Since $x$ and $y$ are on the outside of $a$ and $b$, it is easy to see that $y-x>b-a\ge0$. Square both sides: $$y^2-2xy+x^2>b^2-2ab+a^2.$$ Now add $4xy=4ab$ to both sides, and take the square root of both sides.

Answer 2

This seems like an application of the AMGM inequality. That is, given two positive numbers whose product $P$ is known, minimize their sum. The minimum occurs at $\sqrt{P}$ and the sum increases from there.

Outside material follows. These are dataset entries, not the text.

PR #123, opened 2018-03-09
Mozh/t500 graceful restart

mozhmike:


cmd/acra_configui/acra_configui.go
```diff
@@ -107,10 +115,29 @@ func SubmitSettings(w http.ResponseWriter, r *http.Request) {
...
+	tplPath, err = utils.AbsPath(tplPath)
+	if err != nil {
+		log.WithError(err).Errorf("no config file[%v]", tplPath)
+	}
+
+	var parsedTemplate *template.Template
+	parsedTemplate, err = template.ParseFiles(tplPath)
+	if err != nil {
+		log.WithError(err).Errorf("err while parsing template - %v", tplPath)
+		syscall.Exit(1)
```
Lagovas: Will be better if we will check template files on app start before running service. after app start check and go down if templates not exist. it will be better than go down at runtime

cmd/acra_configui/acra_configui.go
```diff
@@ -175,9 +202,9 @@ func main() {
 
 	http.HandleFunc("/index.html", index)
 	http.HandleFunc("/", index)
-	http.Handle("/static/", http.StripPrefix("/static/", http.FileServer(http.Dir("./static"))))
+	http.Handle("/static/", http.StripPrefix("/static/", http.FileServer(http.Dir("./cmd/acra_configui/static"))))
```
Lagovas: let's use path to static from cli args/config?

cmd/acraserver/acraserver.go
```diff
@@ -25,10 +25,15 @@ import (
...
 	"github.com/cossacklabs/acra/utils"
 	log "github.com/sirupsen/logrus"
+	"os/signal"
+	"time"
+	"errors"
 )
 
 // DEFAULT_CONFIG_PATH relative path to config which will be parsed as default
 var DEFAULT_CONFIG_PATH = utils.GetConfigPathByName("acraserver")
+var SignalsChannel = make(chan os.Signal)
```
Lagovas: https://github.com/cossacklabs/acra/blob/master/cmd/utils.go#L37
We has signal handler that used in acraproxy/acraserver (added before your PR:). Better to use one implementation instead many in different places. Better to extend existing in this case imho.

cmd/acraserver/acraserver.go
```diff
@@ -152,7 +158,13 @@ func main() {
 		}
 	}
 
-	server, err := NewServer(config, keyStore)
+	var server *SServer
+	if os.Getenv("_GRACEFUL_RESTART") == "true" {
+		server, err = NewFromFD(config, keyStore, 3, 4)
```
Lagovas: what means `3, 4`? Can we use here some constants? 
plus why not extend NewServer and add new function?

cmd/acraserver/acraserver.go
```diff
@@ -152,7 +158,13 @@ func main() {
 		}
 	}
 
-	server, err := NewServer(config, keyStore)
+	var server *SServer
+	if os.Getenv("_GRACEFUL_RESTART") == "true" {
```
Lagovas: What about to pass value from env variable through [string.ToLower](https://golang.org/pkg/strings/#ToLower) to support values `True`|`TRUE`?

cmd/acraserver/acraserver.go
```diff
@@ -175,7 +187,79 @@ func main() {
...
+			// Stop accepting new connections
+			server.Stop(server.socketACRA)
+			if *withZone && !*disableHTTPApi {
+				server.Stop(server.socketAPI)
+			}
+			// Wait a maximum of 10 seconds for existing connections to finish
+			err := server.WaitWithTimeout(10 * time.Second)
+			if err == WaitTimeoutError {
+				log.Debugf("Timeout when stopping server, %d active connections will be cut.\n", server.ConnectionsCounter())
+				os.Exit(-127)
```
Lagovas: why `-127`? What about to add some error message to output? For the case when app will work without debug output

cmd/acraserver/listener.go
```diff
@@ -131,6 +208,54 @@ func (server *SServer) Start() {
 	}
 }
 
+func (server *SServer) Stop(socket *net.TCPListener) {
+	socket.SetDeadline(time.Now())
+}
+
+func (server *SServer) ListenerFD(socket *net.TCPListener) (uintptr, error) {
```
Lagovas: What about to `ListenerFileDescriptor`? `uintptr` and `FD` not so obvious imho
Plus this method doesn't use any fields from `SServer` struct and better to implement it as function. Than we can use it in other places where will need to get descriptor from `TCPListener`
Plus we support not only `TCPListener`, `UnixListener` too (and connections). So what about to write something like that - https://play.golang.org/p/LuUqCB2YqyP ? Wrap it into functions `GetDescriptorFromListener[Connection]` and use where we need

cmd/acraserver/listener.go
```diff
@@ -131,6 +208,54 @@ func (server *SServer) Start() {
...
+
+	select {
+	case <-timeout.C:
+		return WaitTimeoutError
+	case <-wait:
+		return nil
+	}
+}
+
+func (server *SServer) Addr(socket *net.TCPListener) net.Addr {
```
Lagovas: the same, we need support unix too

cmd/acraserver/listener.go
```diff
@@ -152,12 +277,61 @@ func (server *SServer) handleCommandsConnection(connection net.Conn) {
...
 // start listening commands connections from proxy
-func (server *SServer) StartCommands() {
-	listener, err := network.Listen(server.config.GetAcraAPIConnectionString())
+func (server *SServer) StartCommands(graceful bool) {
+	var listener net.Listener
+	var listenerGraceful *net.TCPListener
+	var err error
+	var connection net.Conn
+	if graceful == true {
+		listenerGraceful, err = network.ListenTCP(server.config.GetAcraAPIConnectionString())
```
Lagovas: You can use this function - https://github.com/cossacklabs/acra/blob/master/network/utils.go#L22 to support unix/tcp

network/utils.go
```diff
@@ -31,6 +34,24 @@ func Listen(connectionString string) (net.Listener, error) {
 	}
 }
 
+func ListenTCP(connectionString string) (*net.TCPListener, error) {
```
Lagovas: https://github.com/cossacklabs/acra/blob/master/network/utils.go#L22 can we use it or extend/replace something of these 2?

cmd/acraserver/acraserver.go
vixentael: I would move this `if` to a separate function, like 

```
func isGracefulRestart() bool {
	return strings.ToLower(os.Getenv("_GRACEFUL_RESTART")) == "true"
}
```

because we are checking it's value in many places, better to declare it once (in case we will rename env variable)

cmd/acraserver/acraserver.go
```diff
@@ -175,7 +187,79 @@ func main() {
...
+	} else {
+		go server.Start(true)
 	}
-	server.Start()
+
+	signal.Notify(SignalsChannel, syscall.SIGHUP, syscall.SIGTERM)
+	var WaitTimeoutError = errors.New("timeout")
+	for sig := range SignalsChannel {
+		if sig == syscall.SIGTERM {
+			// Stop accepting new connections
```
vixentael: I believe that code would be much readable if we divide this laaarge `if` handlers into separate functions.

like

```
func handleSigTerm(...)
func handleSigHup(...)
```

smaller, more readable

cmd/acraserver/acraserver.go
```diff
@@ -175,7 +187,79 @@ func main() {
...
+			server.Stop(server.socketACRA)
+			if *withZone && !*disableHTTPApi {
+				server.Stop(server.socketAPI)
+			}
+			// Wait a maximum of 10 seconds for existing connections to finish
+			err := server.WaitWithTimeout(10 * time.Second)
```
vixentael: shall we define 10 as constant and move it to the top of file? for changing easily if needed?

like

```
var defaultConnectionTimeout int = 10
```

cmd/acraserver/acraserver.go
vixentael: maybe more `"_GRACEFUL_RESTART"` as constant as well?

```
var gracefulRestartSetting string = "_GRACEFUL_RESTART"
```

cmd/acraserver/listener.go
```diff
@@ -152,12 +277,61 @@ func (server *SServer) handleCommandsConnection(connection net.Conn) {
...
+			connection, err = listener.Accept()
+		}
+
+		if err != nil {
+			// log.WithError(err).Errorf("can't accept new connection (%v)", connection.RemoteAddr())
+			log.WithError(err).Errorf("can't accept new connection")
+			continue
+		}
+		// unix socket and value == '@'
+		if len(connection.RemoteAddr().String()) == 1 {
```
vixentael: is it a good idea to check unix socket value like string length?

cmd/acraserver/listener.go
vixentael: Instead of having `if` checks everywhere, can we create two separate functions, one for unix sockets, another for TCP, and use `if` once:

```
func (server *SServer) StartCommands(graceful bool) {

...

	if graceful == true {
	   handleGracefulSocket()
	} else {
	   handleSocket() 
	}
}

func handleGracefulSocket()
func handleSocket()
```

cmd/acraserver/listener.go
Lagovas: for unix socket RemoteAddr always == "@", LocalAddr has path. For TCP socket and RemoteAddr and LocalAddr has some path like "127.0.0.1:2345" and "127.0.0.1:5431". How you suggest to checK?

cmd/acra_configui/acra_configui.go
```diff
@@ -107,10 +115,29 @@ func SubmitSettings(w http.ResponseWriter, r *http.Request) {
 
 func index(w http.ResponseWriter, r *http.Request) {
 	w.Header().Set("Content-Security-Policy", "require-sri-for script style")
-	parsedTemplate, _ := template.ParseFiles(filepath.Join("static", "index.html"))
-	var outConfigParams configParamsYAML
-	configParamsYAML, err := ioutil.ReadFile("acraserver_config_vars.yaml")
-	check(err)
+	tplPath := fmt.Sprintf("./cmd/acra_configui/%s", filepath.Join("static", "index.html"))
```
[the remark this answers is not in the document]
mozhmike: done

cmd/acra_configui/acra_configui.go
mozhmike: done

cmd/acra_configui/acra_configui.go
mozhmike: Implemented cli-param

cmd/acraserver/acraserver.go
mozhmike: Refactored

cmd/acraserver/acraserver.go
mozhmike: Constants used

cmd/acraserver/acraserver.go
mozhmike: Refactored

cmd/acraserver/listener.go
mozhmike: Refactored

cmd/acraserver/listener.go
mozhmike: Refactored

cmd/acraserver/listener.go
mozhmike: Refactored

network/utils.go
mozhmike: done

cmd/acraserver/acraserver.go
mozhmike: Used our handler wrapper

cmd/acraserver/acraserver.go
mozhmike: Moved to constants

cmd/acraserver/listener.go
mozhmike: done

cmd/acra_configui/acra_configui.go
```diff
@@ -105,12 +116,37 @@ func SubmitSettings(w http.ResponseWriter, r *http.Request) {
...
+
+	parsedTemplate, err = template.ParseFiles(tplPath)
+	if err != nil {
+		log.WithError(err).Errorf("err while parsing template - %v", tplPath)
+		syscall.Exit(1)
+	}
+}
+
+func parseConfig() []byte {
+	configPath, err_ := utils.AbsPath(fmt.Sprintf("./%s", CONFIG_PATH))
```
Lagovas: 1. you can read file with relative path without converting to absolute. `CONFIG_PATH` constains relative path `config/blabla` and it can be read without transformations
2. what if user want to use config with custom path like `/var/acra/some.conf`? or how we can change path if we will distribute our package with binary and place config in different place? for example binary will be placed to /usr/local/bin and configs to `/etc/acra/*` or `/usr/local/etc` ?

cmd/acra_configui/acra_configui.go
```diff
@@ -105,12 +116,37 @@ func SubmitSettings(w http.ResponseWriter, r *http.Request) {
 	w.Write(jsonToServer)
 }
 
+func parseTemplate() {
+	tplPath := fmt.Sprintf(filepath.Join(*staticPath, "index.html"))
```
Lagovas: what about to use function parameter `staticPath` (`func parseTemplate(staticPath string)`) instead global variable?

cmd/acra_configui/acra_configui.go
```diff
@@ -105,12 +116,37 @@ func SubmitSettings(w http.ResponseWriter, r *http.Request) {
...
+	tplPath, err = utils.AbsPath(tplPath)
+	if err != nil {
+		log.WithError(err).Errorf("no config file[%v]", tplPath)
```
Lagovas: return? syscall.exit()?

cmd/acra_configui/acra_configui.go
```diff
@@ -105,12 +116,37 @@ func SubmitSettings(w http.ResponseWriter, r *http.Request) {
...
+	}
+
+	parsedTemplate, err = template.ParseFiles(tplPath)
+	if err != nil {
+		log.WithError(err).Errorf("err while parsing template - %v", tplPath)
+		syscall.Exit(1)
```
Lagovas: what about to return error object and handle it on up level? then we can easily test it if need. otherwise it is non-testable function

cmd/acra_configui/acra_configui.go
```diff
@@ -172,12 +210,13 @@ func main() {
...
+	parseTemplate()
+	configParamsBytes = parseConfig()
 	http.HandleFunc("/index.html", index)
 	http.HandleFunc("/", index)
-	http.Handle("/static/", http.StripPrefix("/static/", http.FileServer(http.Dir("./static"))))
+	http.Handle("/static/", http.StripPrefix("/static/", http.FileServer(http.Dir(*staticPath))))
 	http.HandleFunc("/acraserver/submit_setting", SubmitSettings)
-	log.Info(fmt.Sprintf("AcraConfigUI is listening @ :%d with PID %d", *port, os.Getpid()))
-	err := http.ListenAndServe(fmt.Sprintf(":%d", *port), nil)
+	log.Info(fmt.Sprintf("AcraConfigUI is listening @ %s:%d with PID %d", *host, *port, os.Getpid()))
```
Lagovas: you can use just `log.Infof` with placeholders without `fmt.Sprintf`

cmd/acraserver/acraserver.go
```diff
@@ -178,8 +188,96 @@ func main() {
...
+		if os.Getenv(GRACEFUL_ENV) == "true" {
+			go server.StartCommandsFromFileDescriptor(DESCRIPTOR_API)
+		} else {
+			go server.StartCommands()
+		}
+
+	}
+
+	log.Infof("PID: %v", os.Getpid())
+	if os.Getenv(GRACEFUL_ENV) == "true" {
```
Lagovas: what about to merge this block with if block above (where used os.Getenv condition)?

cmd/acraserver/listener.go
```diff
@@ -15,35 +15,73 @@ package main
...
-func (server *SServer) Close() error {
+func (server *SServer) Close() {
+	log.Debugln("Closing listeners")
 	var err error
 	for _, listener := range server.listeners {
-		if err_ := listener.Close(); err_ != nil && err == nil {
-			err = err_
+		switch listener.(type) {
+		case *net.TCPListener:
+			listener.(*net.TCPListener).Close()
```
Lagovas: `err = listener....` ?

cmd/acraserver/listener.go
```diff
@@ -15,35 +15,73 @@ package main
...
+		case *net.UnixListener:
+			err = listener.(*net.UnixListener).Close()
+			if err != nil {
+				log.WithError(err).Infoln("UnixListener.Close()")
+				continue
+			}
+			// TODO: find better way to remove unixsocket file
+			f, err1 :=listener.(*net.UnixListener).File()
```
Lagovas: you can assign like `_, err1 := ...`. then you don't need to assign `_ = f`
why here used new variable `err1`? if just to log then we can use such block:
```
if _, err := listener.(*net.UnixListener).File(); err != nil {
  log.WithError(err).Errorln("blabla");
}
```
this construction will create new local variable `err` only for `if` block: https://play.golang.org/p/pOw7Tvhzj7t
And will not override outer `err` variable (if you need it)

cmd/acraserver/listener.go
```diff
@@ -15,35 +15,73 @@ package main
...
+			_ = f
+			if err1 != nil {
+				log.WithError(err).Warningln("UnixListener.Close File()")
```
Lagovas: why not log.WithError(err**1**)? We will not know anything about error message from `err1`.

cmd/acraserver/listener.go
```diff
@@ -15,35 +15,73 @@ package main
...
+			}
+			url, err2 := url_.Parse(server.config.GetAcraConnectionString())
+			if err2 != nil {
+				log.WithError(err).Warningln("UnixListener.Close  url_.Parse")
```
Lagovas: log err2?

cmd/acraserver/listener.go
```diff
@@ -15,35 +15,73 @@ package main
...
+			}
+			err3 := os.Remove(url.Path)
+			if err3 != nil {
+				log.WithError(err).Warningf("UnixListener.Close  file.Remove(%s)", url.Path)
```
Lagovas: log err3?

cmd/acraserver/listener.go
```diff
@@ -107,30 +145,149 @@ func (server *SServer) handleConnection(connection net.Conn) {
...
+			log.WithError(err).Errorf("can't accept new connection (connection=%v)", connection)
+		}
+		// unix socket and value == '@'
+		if len(connection.RemoteAddr().String()) == 1 {
+			log.Infof("new connection to acraserver: <%v>", connection.LocalAddr())
+		} else {
+			log.Infof("new connection to acraserver: <%v>", connection.RemoteAddr())
+		}
+		go func() {
+			server.cmACRA.Add(1)
```
Lagovas: what mean `1`?

Lagovas: oh, it's incrementing counter. Would be more readable, if the call will look like `server.cmAcra.Incr()`

cmd/acraserver/listener.go
```diff
@@ -107,30 +145,149 @@ func (server *SServer) handleConnection(connection net.Conn) {
 
 // start listening connections from proxy
 func (server *SServer) Start() {
-	listener, err := network.Listen(server.config.GetAcraConnectionString())
+	var connection net.Conn
+	var listener, err = network.Listen(server.config.GetAcraConnectionString())
 	if err != nil {
 		log.WithError(err).Errorln("can't start listen connections")
+		ErrorSignalChannel <- syscall.SIGTERM
```
Lagovas: why not just return? listener is not created and the server hasn't any user connections.
And using global variable inside method looks a little bit strange. If we need it, better to get channel as function param or use struct field initialized somewhere else

cmd/acraserver/listener.go
```diff
@@ -107,30 +145,149 @@ func (server *SServer) handleConnection(connection net.Conn) {
...
+	}
+}
+
+func (server *SServer) StartFromFileDescriptor(fd uintptr) {
+	var connection net.Conn
+	file := os.NewFile(fd, "/tmp/acraserver")
+	listenerFile, err := net.FileListener(file)
+	if err != nil {
+		log.WithError(err).Errorln("can't start listen for file descriptor")
+		ErrorSignalChannel <- syscall.SIGTERM
```
Lagovas: same comments from `Start` method (above)

cmd/acraserver/listener.go
```diff
@@ -107,30 +145,149 @@ func (server *SServer) handleConnection(connection net.Conn) {
...
+			server.handleConnection(connection)
+			server.cmACRA.Done()
+		}()
+	}
+}
+
+func (server *SServer) StopListeners() {
+	var (
+		err  error
+		nerr *net.TCPListener
```
Lagovas: maybe better to name variable as `tcpListener`? when I read first, I thought that it `network error`... and wanted to say that you don't need to declare such variable here because you use it in `if block`. But then found that it not error)

cmd/acraserver/listener.go
```diff
@@ -107,30 +145,149 @@ func (server *SServer) handleConnection(connection net.Conn) {
...
+		ok   bool
+	)
+	if nerr, ok = server.listenerACRA.(*net.TCPListener); ok {
```
Lagovas: name nerr -> tcpListener and below you can call `tcpListener.SetDeadline()` without second type convertation

cmd/acraserver/listener.go
```diff
@@ -107,30 +145,149 @@ func (server *SServer) handleConnection(connection net.Conn) {
...
+		err = server.listenerACRA.(*net.TCPListener).SetDeadline(time.Now())
+		if err != nil {
+			if nerr, ok := err.(net.Error); ok && nerr.Timeout() {
```
Lagovas: will be good to add `else` branch where will be logged `err` too

cmd/acraserver/listener.go
```diff
@@ -107,30 +145,149 @@ func (server *SServer) handleConnection(connection net.Conn) {
...
+				log.WithError(err).Errorln("unable to SetDeadLine of acra-listener")
+			}
+		}
+	}
+	if nerr != nil {
+		log.Warningf("acra-interface assigment failed - %v", nerr)
```
Lagovas: `log.Warningf("acra-interface assigment failed - %v", nerr)` -> `log.WithError(nerr).Warningln("acra-interface assigment failed")`
Then we can easily filter error messages and our comments to such errors in logs.

cmd/acraserver/listener.go
```diff
@@ -107,30 +145,149 @@ func (server *SServer) handleConnection(connection net.Conn) {
...
+	}
+
+	if server.listenerAPI != nil {
+		if nerr, ok = server.listenerAPI.(*net.TCPListener); ok {
```
Lagovas: same as above about assigning listener after type assertion

cmd/acraserver/listener.go
```diff
@@ -107,30 +145,149 @@ func (server *SServer) handleConnection(connection net.Conn) {
...
+			err = server.listenerAPI.(*net.TCPListener).SetDeadline(time.Now())
+			if err != nil {
+				if nerr, ok := err.(net.Error); ok && nerr.Timeout() {
+					log.WithError(err).Errorln("unable to SetDeadLine of api-listener")
+				}
+			}
+		} else {
+			log.Warningf("api-interface assigment failed - %v", nerr)
```
Lagovas: same about logging error objects

cmd/acraserver/acraserver.go
```diff
@@ -178,8 +188,96 @@ func main() {
...
+		os.Exit(1)
+	}
+	go sigHandlerSIGTERM.Register()
+	sigHandlerSIGTERM.AddCallback(func() {
+		log.Infoln("Incoming SIGTERM or SIGINT")
+		// Stop accepting new connections
+		server.StopListeners()
+		// Wait a maximum of N seconds for existing connections to finish
+		err := server.WaitWithTimeout(ACRASERVER_WAIT_TIMEOUT * time.Second)
+		if err == errors.New("timeout") {
```
Lagovas: better to compare with `WaitTimeoutError`

cmd/acraserver/acraserver.go
```diff
@@ -178,8 +188,96 @@ func main() {
...
+		// Fork new process
+		var fork, err = syscall.ForkExec(os.Args[0], os.Args, execSpec)
+		if err != nil {
+			log.Fatalln("Fail to fork", err)
+		}
+		log.Infof("Server forked to PID: %v", fork)
+
+		// Wait a maximum of N seconds for existing connections to finish
+		err = server.WaitWithTimeout(ACRASERVER_WAIT_TIMEOUT * time.Second)
+		if err == errors.New("timeout") {
```
Lagovas: better to compare with `WaitTimeoutError`

cmd/acraserver/listener.go
```diff
@@ -107,30 +145,149 @@ func (server *SServer) handleConnection(connection net.Conn) {
...
+
+func (server *SServer) WaitConnections(duration time.Duration) {
+	log.Infof("waiting for %v connections to complete", server.ConnectionsCounter())
+	server.cmACRA.Wait()
+	if server.listenerAPI != nil {
+		server.cmAPI.Wait()
 	}
 }
 
+var WaitTimeoutError = errors.New("timeout")
```
Lagovas: go has convention to name all errors with prefix `Err` at start (ErrWaitTimeout)

cmd/acraserver/listener.go
Lagovas: do we use or need this function? where it used?

cmd/acraserver/listener.go
```diff
@@ -153,26 +310,77 @@ func (server *SServer) handleCommandsConnection(connection net.Conn) {
 
 // start listening commands connections from proxy
 func (server *SServer) StartCommands() {
-	listener, err := network.Listen(server.config.GetAcraAPIConnectionString())
+	var connection net.Conn
+	var listener, err = network.Listen(server.config.GetAcraAPIConnectionString())
 	if err != nil {
-		log.WithError(err).Errorln("can't start listen command connections")
+		log.WithError(err).Errorln("can't start listen command api connections")
+		ErrorSignalChannel <- syscall.SIGTERM
```
Lagovas: same about global variable and channel
and to not repeat, will be good to check/apply fixes from `Start` method in this method

cmd/constants.go
```diff
@@ -9,4 +9,7 @@ const (
 	DEFAULT_ACRA_PORT                 = 9393
 	DEFAULT_ACRA_API_PORT             = 9090
 	DEFAULT_ACRA_CONNECTION_PROTOCOL  = "tcp"
+	DEFAULT_ACRA_CONFIGUI_HOST        = "127.0.0.1"
+	DEFAULT_ACRA_CONFIGUI_PORT        = 8000
+	DEFAULT_ACRA_CONFIGUI_STATIC      = "./cmd/acra_configui/static"
```
Lagovas: relative path without `./` correctly handled in golang functions that operate with files and paths

cmd/acra_configui/acra_configui.go
mozhmike: As discussed - will move configs/acraserver_config_vars.yaml to cmd/acra_configui/acraserver_config_vars.go as it's internal thing.
TODO: make run-time config

cmd/acraserver/listener.go
mozhmike: Passing signal channels as server's property

cmd/acraserver/listener.go
mozhmike: done

cmd/acra_configui/acra_configui.go
mozhmike: done

cmd/acra_configui/acra_configui.go
mozhmike: done

cmd/acra_configui/acra_configui.go
mozhmike: done

cmd/acra_configui/acra_configui.go
mozhmike: done

cmd/acra_configui/acra_configui.go
mozhmike: done

cmd/acraserver/listener.go
mozhmike: done

cmd/acraserver/listener.go
mozhmike: done

cmd/acraserver/listener.go
mozhmike: done

cmd/acraserver/listener.go
mozhmike: done

cmd/acraserver/listener.go
mozhmike: done

cmd/acraserver/listener.go
mozhmike: done

cmd/acraserver/listener.go
mozhmike: done

cmd/acraserver/listener.go
mozhmike: done

cmd/acraserver/listener.go
mozhmike: done

cmd/acraserver/listener.go
mozhmike: refactored to Warningln as there is no err object available

cmd/acraserver/listener.go
mozhmike: done

cmd/acraserver/listener.go
mozhmike: done

cmd/acraserver/acraserver.go
mozhmike: done

cmd/acraserver/acraserver.go
mozhmike: done

cmd/acraserver/listener.go
mozhmike: done

cmd/acraserver/listener.go
mozhmike: done

cmd/constants.go
mozhmike: done

vixentael:
LGTM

So it follows immediately from $x<a$, $y>b$.

Answer 3

Let the common product be $\tau$, so we have $y=\frac {\tau}x$.

For $x>0$, consider the function $$f(x)=x+\frac {\tau}x$$

and its derivative $$f'(x)=1-\frac {\tau}{x^2}$$

We see that the global minimum is attained when $x=\sqrt {\tau}$ and your desired claim follows immediately.

Answer 4

Just to give a different approach, note that $xy=ab$ implies $(xy)^N=(ab)^N$ for all powers $N$. From this, repeated squaring tells us

$$\begin{align} x+y\le a+b&\implies x^2+y^2\le a^2+b^2\\ &\implies x^4+y^4\le a^4+b^4\\ &\quad\vdots\\ &\implies x^{2^n}+y^{2^n}\le a^{2^n}+b^{2^n}\\ &\implies(x/y)^{2^n}+1\le(a/y)^{2^n}+(b/y)^{2^n}\\ &\implies\lim_{n\to\infty}((x/y)^{2^n}+1)\le\lim_{n\to\infty}((a/y)^{2^n}+(b/y)^{2^n})\\ &\implies0+1\le0+0\\ &\implies1\le0 \end{align}$$

which is, of course, a contradiction. So we must have $x+y\gt a+b$.